■ WORK TO COMPLETE:
Give only the number of lines in the records below that contain the word "xclbinutil".

■ Items listed in a dataset:
#####

PR #9266, opened 2025-09-24
Prepare --transform-pdi to support windows

xfreid:
Enable aie-pdi-transform windows build, this PR is only to prepare --transform-pdi to support windows, --transform-pdi switch itself is still disabled for windows 

Currently aie-pdi-transform build is disabled on windows

Update the source code in aie-pdi-transform by replacing posix specific code with standard C code; update xclbinutil CMakeLists.txt to link against the static library produced by aie-pdi-transform on Windows

No

Unittest, manual test

N/A

### DIFF
--- a/src/runtime_src/tools/xclbinutil/CMakeLists.txt
+++ b/src/runtime_src/tools/xclbinutil/CMakeLists.txt
@@ -65,10 +65,7 @@ endif()
 
 # ==-- x c l b i n u t i l --==================================================
 
-# aie-pdi-transform only supports linux build currently
-# if(NOT WIN32)
-  add_subdirectory(aie-pdi-transform)
-# endif()
+add_subdirectory(aie-pdi-transform)
 
 set(XCLBINUTIL_NAME "xclbinutil")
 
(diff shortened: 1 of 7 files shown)


stsoe (commented):
These changes are little bit beyond me. 
Coding LGTM, but I can't review the effect of the changes.

It does look like the PR description doesn't match the changes.  Is Windows disabled or enabled?

xfreid:
> These changes are little bit beyond me. Coding LGTM, but I can't review the effect of the changes.
> It does look like the PR description doesn't match the changes. Is Windows disabled or enabled?

The Windows build is enabled. Without this change, aie-pdi-transform is only built and linked on Linux; with this change, aie-pdi-transform is built and linked on both Linux and Windows. 
The pdi transformation functionality is controlled by --transform-pdi, which is ONLY enabled on Linux. This doesn't change. I will try to enable this switch for Windows in the next PR.
This PR mainly lays down the foundation for the next PR.
The changes in this PR are mainly to replace the posix specific code (for example, <fcntl.h>, <unistd.h>,  open(), read()) with standard C (for example, fopen(), fread()), so that aie-pdi-transform can be built for both Linux and Windows.
Please let me know if this clarifies your questions.

stsoe (approved):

#####

■ COMPLETED TASK:
4